PROVIDED RECORDS -

[Start of Attachment]

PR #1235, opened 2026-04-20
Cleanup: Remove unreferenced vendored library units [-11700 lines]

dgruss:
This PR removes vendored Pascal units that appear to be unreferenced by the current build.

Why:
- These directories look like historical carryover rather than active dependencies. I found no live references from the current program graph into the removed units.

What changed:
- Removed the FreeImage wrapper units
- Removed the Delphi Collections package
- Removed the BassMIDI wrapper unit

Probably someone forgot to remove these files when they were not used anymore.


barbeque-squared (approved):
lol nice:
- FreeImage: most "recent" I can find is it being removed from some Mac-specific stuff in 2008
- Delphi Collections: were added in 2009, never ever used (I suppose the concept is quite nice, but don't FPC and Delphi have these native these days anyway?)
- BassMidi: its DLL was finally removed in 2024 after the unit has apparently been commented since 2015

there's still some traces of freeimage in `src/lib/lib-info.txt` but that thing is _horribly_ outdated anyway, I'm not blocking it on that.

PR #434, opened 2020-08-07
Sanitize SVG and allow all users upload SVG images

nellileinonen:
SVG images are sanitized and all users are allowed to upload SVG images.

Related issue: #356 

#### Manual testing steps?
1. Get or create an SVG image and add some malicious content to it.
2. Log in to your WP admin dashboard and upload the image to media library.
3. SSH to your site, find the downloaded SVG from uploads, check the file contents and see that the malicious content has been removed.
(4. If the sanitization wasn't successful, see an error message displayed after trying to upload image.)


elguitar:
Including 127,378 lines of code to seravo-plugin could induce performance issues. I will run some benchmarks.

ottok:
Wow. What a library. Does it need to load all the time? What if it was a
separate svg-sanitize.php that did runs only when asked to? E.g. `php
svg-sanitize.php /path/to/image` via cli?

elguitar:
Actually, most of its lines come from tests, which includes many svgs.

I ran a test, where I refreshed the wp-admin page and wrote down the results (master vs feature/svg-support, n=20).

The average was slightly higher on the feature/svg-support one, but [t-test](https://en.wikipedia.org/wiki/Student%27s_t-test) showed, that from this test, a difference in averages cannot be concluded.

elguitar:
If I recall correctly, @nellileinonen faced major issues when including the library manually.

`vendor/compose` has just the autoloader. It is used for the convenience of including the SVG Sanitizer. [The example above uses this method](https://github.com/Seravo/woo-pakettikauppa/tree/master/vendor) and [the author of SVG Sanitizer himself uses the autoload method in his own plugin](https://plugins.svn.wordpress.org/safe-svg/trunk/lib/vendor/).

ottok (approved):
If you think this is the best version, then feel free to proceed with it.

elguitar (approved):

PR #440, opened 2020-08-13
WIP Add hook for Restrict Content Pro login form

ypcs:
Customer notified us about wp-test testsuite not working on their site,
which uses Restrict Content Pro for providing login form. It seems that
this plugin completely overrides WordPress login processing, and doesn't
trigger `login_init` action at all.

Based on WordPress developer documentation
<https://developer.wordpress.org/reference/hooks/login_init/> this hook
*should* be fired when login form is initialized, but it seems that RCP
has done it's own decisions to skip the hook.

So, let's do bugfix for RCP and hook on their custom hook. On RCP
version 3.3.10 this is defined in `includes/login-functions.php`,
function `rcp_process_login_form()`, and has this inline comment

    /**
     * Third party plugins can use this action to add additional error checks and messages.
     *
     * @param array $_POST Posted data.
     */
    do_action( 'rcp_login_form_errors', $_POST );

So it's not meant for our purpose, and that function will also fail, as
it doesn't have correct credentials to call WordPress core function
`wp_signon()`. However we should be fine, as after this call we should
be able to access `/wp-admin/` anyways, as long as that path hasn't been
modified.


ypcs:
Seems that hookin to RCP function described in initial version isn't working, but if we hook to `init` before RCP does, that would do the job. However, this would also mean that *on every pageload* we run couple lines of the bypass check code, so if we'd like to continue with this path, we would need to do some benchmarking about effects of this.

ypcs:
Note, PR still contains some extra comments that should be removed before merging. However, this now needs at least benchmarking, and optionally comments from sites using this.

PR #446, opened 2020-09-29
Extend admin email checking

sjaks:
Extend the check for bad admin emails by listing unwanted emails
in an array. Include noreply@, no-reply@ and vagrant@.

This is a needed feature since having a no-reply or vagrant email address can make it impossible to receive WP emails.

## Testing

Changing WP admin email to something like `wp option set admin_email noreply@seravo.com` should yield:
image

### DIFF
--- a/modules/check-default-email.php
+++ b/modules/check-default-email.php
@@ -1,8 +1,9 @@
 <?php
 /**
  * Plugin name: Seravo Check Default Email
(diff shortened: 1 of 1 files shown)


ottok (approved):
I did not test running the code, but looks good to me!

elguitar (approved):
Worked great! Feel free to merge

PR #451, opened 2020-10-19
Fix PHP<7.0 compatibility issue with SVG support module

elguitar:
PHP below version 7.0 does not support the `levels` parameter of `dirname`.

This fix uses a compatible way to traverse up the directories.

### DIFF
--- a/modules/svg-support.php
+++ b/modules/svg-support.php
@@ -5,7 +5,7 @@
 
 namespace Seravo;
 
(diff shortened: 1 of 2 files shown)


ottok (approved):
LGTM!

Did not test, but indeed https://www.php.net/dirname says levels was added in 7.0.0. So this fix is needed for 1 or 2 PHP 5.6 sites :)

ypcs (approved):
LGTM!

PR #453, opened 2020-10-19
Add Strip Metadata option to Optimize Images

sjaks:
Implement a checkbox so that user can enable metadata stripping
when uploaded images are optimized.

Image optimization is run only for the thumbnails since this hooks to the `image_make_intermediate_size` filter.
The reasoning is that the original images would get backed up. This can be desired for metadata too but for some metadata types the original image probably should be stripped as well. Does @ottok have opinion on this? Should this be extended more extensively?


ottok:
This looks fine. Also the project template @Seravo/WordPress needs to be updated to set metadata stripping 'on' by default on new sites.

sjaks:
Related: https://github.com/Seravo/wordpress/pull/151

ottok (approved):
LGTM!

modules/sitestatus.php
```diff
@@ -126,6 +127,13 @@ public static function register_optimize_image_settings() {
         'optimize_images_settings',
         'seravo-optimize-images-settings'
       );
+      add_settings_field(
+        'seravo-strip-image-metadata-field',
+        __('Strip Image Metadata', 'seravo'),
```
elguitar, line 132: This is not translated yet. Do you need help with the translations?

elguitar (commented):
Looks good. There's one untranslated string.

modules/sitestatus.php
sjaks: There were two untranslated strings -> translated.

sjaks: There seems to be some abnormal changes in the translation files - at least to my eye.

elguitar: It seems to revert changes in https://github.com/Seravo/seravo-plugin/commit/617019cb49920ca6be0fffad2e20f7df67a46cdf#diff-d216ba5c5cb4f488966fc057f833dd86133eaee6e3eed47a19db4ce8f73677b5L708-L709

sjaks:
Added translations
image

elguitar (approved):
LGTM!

[End of Attachment]

TASK INSTRUCTIONS - Each record is to be reproduced exactly as it appears.

WRITTEN ANSWER -
PR #1235, opened 2026-04-20
Cleanup: Remove unreferenced vendored library units [-11700 lines]

dgruss:
This PR removes vendored Pascal units that appear to be unreferenced by the current build.

Why:
- These directories look like historical carryover rather than active dependencies. I found no live references from the current program graph into the removed units.

What changed:
- Removed the FreeImage wrapper units
- Removed the Delphi Collections package
- Removed the BassMIDI wrapper unit

Probably someone forgot to remove these files when they were not used anymore.


barbeque-squared (approved):
lol nice:
- FreeImage: most "recent" I can find is it being removed from some Mac-specific stuff in 2008
- Delphi Collections: were added in 2009, never ever used (I suppose the concept is quite nice, but don't FPC and Delphi have these native these days anyway?)
- BassMidi: its DLL was finally removed in 2024 after the unit has apparently been commented since 2015

there's still some traces of freeimage in `src/lib/lib-info.txt` but that thing is _horribly_ outdated anyway, I'm not blocking it on that.

PR #434, opened 2020-08-07
Sanitize SVG and allow all users upload SVG images

nellileinonen:
SVG images are sanitized and all users are allowed to upload SVG images.

Related issue: #356 

#### Manual testing steps?
1. Get or create an SVG image and add some malicious content to it.
2. Log in to your WP admin dashboard and upload the image to media library.
3. SSH to your site, find the downloaded SVG from uploads, check the file contents and see that the malicious content has been removed.
(4. If the sanitization wasn't successful, see an error message displayed after trying to upload image.)


elguitar:
Including 127,378 lines of code to seravo-plugin could induce performance issues. I will run some benchmarks.

ottok:
Wow. What a library. Does it need to load all the time? What if it was a
separate svg-sanitize.php that did runs only when asked to? E.g. `php
svg-sanitize.php /path/to/image` via cli?

elguitar:
Actually, most of its lines come from tests, which includes many svgs.

I ran a test, where I refreshed the wp-admin page and wrote down the results (master vs feature/svg-support, n=20).

The average was slightly higher on the feature/svg-support one, but [t-test](https://en.wikipedia.org/wiki/Student%27s_t-test) showed, that from this test, a difference in averages cannot be concluded.

elguitar:
If I recall correctly, @nellileinonen faced major issues when including the library manually.

`vendor/compose` has just the autoloader. It is used for the convenience of including the SVG Sanitizer. [The example above uses this method](https://github.com/Seravo/woo-pakettikauppa/tree/master/vendor) and [the author of SVG Sanitizer himself uses the autoload method in his own plugin](https://plugins.svn.wordpress.org/safe-svg/trunk/lib/vendor/).

ottok (approved):
If you think this is the best version, then feel free to proceed with it.

elguitar (approved):

PR #440, opened 2020-08-13
WIP Add hook for Restrict Content Pro login form

ypcs:
Customer notified us about wp-test testsuite not working on their site,
which uses Restrict Content Pro for providing login form. It seems that
this plugin completely overrides WordPress login processing, and doesn't
trigger `login_init` action at all.

Based on WordPress developer documentation
<https://developer.wordpress.org/reference/hooks/login_init/> this hook
*should* be fired when login form is initialized, but it seems that RCP
has done it's own decisions to skip the hook.

So, let's do bugfix for RCP and hook on their custom hook. On RCP
version 3.3.10 this is defined in `includes/login-functions.php`,
function `rcp_process_login_form()`, and has this inline comment

    /**
     * Third party plugins can use this action to add additional error checks and messages.
     *
     * @param array $_POST Posted data.
     */
    do_action( 'rcp_login_form_errors', $_POST );

So it's not meant for our purpose, and that function will also fail, as
it doesn't have correct credentials to call WordPress core function
`wp_signon()`. However we should be fine, as after this call we should
be able to access `/wp-admin/` anyways, as long as that path hasn't been
modified.


ypcs:
Seems that hookin to RCP function described in initial version isn't working, but if we hook to `init` before RCP does, that would do the job. However, this would also mean that *on every pageload* we run couple lines of the bypass check code, so if we'd like to continue with this path, we would need to do some benchmarking about effects of this.

ypcs:
Note, PR still contains some extra comments that should be removed before merging. However, this now needs at least benchmarking, and optionally comments from sites using this.

PR #446, opened 2020-09-29
Extend admin email checking

sjaks:
Extend the check for bad admin emails by listing unwanted emails
in an array. Include noreply@, no-reply@ and vagrant@.

This is a needed feature since having a no-reply or vagrant email address can make it impossible to receive WP emails.

## Testing

Changing WP admin email to something like `wp option set admin_email noreply@seravo.com` should yield:
image

### DIFF
--- a/modules/check-default-email.php
+++ b/modules/check-default-email.php
@@ -1,8 +1,9 @@
 <?php
 /**
  * Plugin name: Seravo Check Default Email
(diff shortened: 1 of 1 files shown)


ottok (approved):
I did not test running the code, but looks good to me!

elguitar (approved):
Worked great! Feel free to merge

PR #451, opened 2020-10-19
Fix PHP<7.0 compatibility issue with SVG support module

elguitar:
PHP below version 7.0 does not support the `levels` parameter of `dirname`.

This fix uses a compatible way to traverse up the directories.

### DIFF
--- a/modules/svg-support.php
+++ b/modules/svg-support.php
@@ -5,7 +5,7 @@
 
 namespace Seravo;
 
(diff shortened: 1 of 2 files shown)


ottok (approved):
LGTM!

Did not test, but indeed https://www.php.net/dirname says levels was added in 7.0.0. So this fix is needed for 1 or 2 PHP 5.6 sites :)

ypcs (approved):
LGTM!

PR #453, opened 2020-10-19
Add Strip Metadata option to Optimize Images

sjaks:
Implement a checkbox so that user can enable metadata stripping
when uploaded images are optimized.

Image optimization is run only for the thumbnails since this hooks to the `image_make_intermediate_size` filter.
The reasoning is that the original images would get backed up. This can be desired for metadata too but for some metadata types the original image probably should be stripped as well. Does @ottok have opinion on this? Should this be extended more extensively?


ottok:
This looks fine. Also the project template @Seravo/WordPress needs to be updated to set metadata stripping 'on' by default on new sites.

sjaks:
Related: https://github.com/Seravo/wordpress/pull/151

ottok (approved):
LGTM!

modules/sitestatus.php
```diff
@@ -126,6 +127,13 @@ public static function register_optimize_image_settings() {
         'optimize_images_settings',
         'seravo-optimize-images-settings'
       );
+      add_settings_field(
+        'seravo-strip-image-metadata-field',
+        __('Strip Image Metadata', 'seravo'),
```
elguitar, line 132: This is not translated yet. Do you need help with the translations?

elguitar (commented):
Looks good. There's one untranslated string.

modules/sitestatus.php
sjaks: There were two untranslated strings -> translated.

sjaks: There seems to be some abnormal changes in the translation files - at least to my eye.

elguitar: It seems to revert changes in https://github.com/Seravo/seravo-plugin/commit/617019cb49920ca6be0fffad2e20f7df67a46cdf#diff-d216ba5c5cb4f488966fc057f833dd86133eaee6e3eed47a19db4ce8f73677b5L708-L709

sjaks:
Added translations
image

elguitar (approved):
LGTM!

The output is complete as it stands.